PR #33988, opened 2026-03-11
core/types, core/txpool: reduce allocs in fee cap checks

BZO95:
Use direct blob fee cap comparisons and cached fee values in txpool validation, reducing avoidable allocations in transaction fee checks without changing behavior.

### DIFF
--- a/core/types/transaction.go
+++ b/core/types/transaction.go
@@ -478,12 +478,12 @@ func (tx *Transaction) BlobTxSidecar() *BlobTxSidecar {
 
 // BlobGasFeeCapCmp compares the blob fee cap of two transactions.
 func (tx *Transaction) BlobGasFeeCapCmp(other *Transaction) int {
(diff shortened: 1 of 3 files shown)


core/types/transaction.go
```diff
@@ -478,12 +478,12 @@ func (tx *Transaction) BlobTxSidecar() *BlobTxSidecar {
 
 // BlobGasFeeCapCmp compares the blob fee cap of two transactions.
 func (tx *Transaction) BlobGasFeeCapCmp(other *Transaction) int {
-	return tx.BlobGasFeeCap().Cmp(other.BlobGasFeeCap())
+	return tx.inner.(*BlobTx).BlobFeeCap.Cmp(other.inner.(*BlobTx).BlobFeeCap)
```
fjl, line 481: This can crash when `tx` or `other` is not blob tx.

fjl:
We decided not to pursue this optimization

PR #33993, opened 2026-03-12
ethapi: hex-encode slotNumber in RPCMarshalHeader

qu0b:
## Summary

- `RPCMarshalHeader` passes `head.SlotNumber` as raw `*uint64`, which serializes as a plain decimal integer (e.g. `159`). All other numeric fields use `hexutil.Uint64` and serialize as hex strings (e.g. `"0x9f"`)
- This breaks any consumer that deserializes using go-ethereum's `types.Header.UnmarshalJSON`, which expects `hexutil.Uint64` (hex) for `slotNumber`
- Wrap with `hexutil.Uint64` to match `blobGasUsed`, `excessBlobGas`, and every other quantity field in the same function

## Test plan

- [x] `go build ./internal/ethapi/...` passes

### DIFF
--- a/internal/ethapi/api.go
+++ b/internal/ethapi/api.go
@@ -970,7 +970,7 @@ func RPCMarshalHeader(head *types.Header) map[string]interface{} {
 		result["requestsHash"] = head.RequestsHash
 	}
 	if head.SlotNumber != nil {
-		result["slotNumber"] = head.SlotNumber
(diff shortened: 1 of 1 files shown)


qu0b:
I think this is also an issue on master

jwasinger:
Merged this into the devnet branch.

Aim of the exercise:
Could you write out all of the entries precisely as they stand?

Written reply:
PR #33988, opened 2026-03-11
core/types, core/txpool: reduce allocs in fee cap checks

BZO95:
Use direct blob fee cap comparisons and cached fee values in txpool validation, reducing avoidable allocations in transaction fee checks without changing behavior.

### DIFF
--- a/core/types/transaction.go
+++ b/core/types/transaction.go
@@ -478,12 +478,12 @@ func (tx *Transaction) BlobTxSidecar() *BlobTxSidecar {
 
 // BlobGasFeeCapCmp compares the blob fee cap of two transactions.
 func (tx *Transaction) BlobGasFeeCapCmp(other *Transaction) int {
(diff shortened: 1 of 3 files shown)


core/types/transaction.go
```diff
@@ -478,12 +478,12 @@ func (tx *Transaction) BlobTxSidecar() *BlobTxSidecar {
 
 // BlobGasFeeCapCmp compares the blob fee cap of two transactions.
 func (tx *Transaction) BlobGasFeeCapCmp(other *Transaction) int {
-	return tx.BlobGasFeeCap().Cmp(other.BlobGasFeeCap())
+	return tx.inner.(*BlobTx).BlobFeeCap.Cmp(other.inner.(*BlobTx).BlobFeeCap)
```
fjl, line 481: This can crash when `tx` or `other` is not blob tx.

fjl:
We decided not to pursue this optimization

PR #33993, opened 2026-03-12
ethapi: hex-encode slotNumber in RPCMarshalHeader

qu0b:
## Summary

- `RPCMarshalHeader` passes `head.SlotNumber` as raw `*uint64`, which serializes as a plain decimal integer (e.g. `159`). All other numeric fields use `hexutil.Uint64` and serialize as hex strings (e.g. `"0x9f"`)
- This breaks any consumer that deserializes using go-ethereum's `types.Header.UnmarshalJSON`, which expects `hexutil.Uint64` (hex) for `slotNumber`
- Wrap with `hexutil.Uint64` to match `blobGasUsed`, `excessBlobGas`, and every other quantity field in the same function

## Test plan

- [x] `go build ./internal/ethapi/...` passes

### DIFF
--- a/internal/ethapi/api.go
+++ b/internal/ethapi/api.go
@@ -970,7 +970,7 @@ func RPCMarshalHeader(head *types.Header) map[string]interface{} {
 		result["requestsHash"] = head.RequestsHash
 	}
 	if head.SlotNumber != nil {
-		result["slotNumber"] = head.SlotNumber
(diff shortened: 1 of 1 files shown)


qu0b:
I think this is also an issue on master

jwasinger:
Merged this into the devnet branch.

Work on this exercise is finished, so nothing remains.